REQUIREMENT |
Print the data that follows without changing a single word.

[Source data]
PR #33130, opened 2026-08-31
Document BYOIP dedicated egress assignment

kennyj42:
Clarifies the setup required after general BYOIP onboarding. Customers must ask their account team to assign the address to their Zero Trust organization before it appears in egress policy options.

Internal source: https://chat.google.com/room/AAAAUdh_23M/4rFswCpeNko

PR #33315, opened 2026-09-08
Document BYOIP dedicated egress assignment

kennyj42:
Clarifies the setup required after general BYOIP onboarding. Customers must ask their account team to assign the address to their Zero Trust organization before it appears in egress policy options.

Internal source: https://chat.google.com/room/AAAAUdh_23M/4rFswCpeNko


kennyj42:
Supersedes #33130. This replacement uses a branch in the direct repository so the full docs workflow is available.

kodster28 (approved):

EXERCISE SOLUTION |
PR #33130, opened 2026-08-31
Document BYOIP dedicated egress assignment

kennyj42:
Clarifies the setup required after general BYOIP onboarding. Customers must ask their account team to assign the address to their Zero Trust organization before it appears in egress policy options.

Internal source: https://chat.google.com/room/AAAAUdh_23M/4rFswCpeNko

PR #33315, opened 2026-09-08
Document BYOIP dedicated egress assignment

kennyj42:
Clarifies the setup required after general BYOIP onboarding. Customers must ask their account team to assign the address to their Zero Trust organization before it appears in egress policy options.

Internal source: https://chat.google.com/room/AAAAUdh_23M/4rFswCpeNko


kennyj42:
Supersedes #33130. This replacement uses a branch in the direct repository so the full docs workflow is available.

kodster28 (approved):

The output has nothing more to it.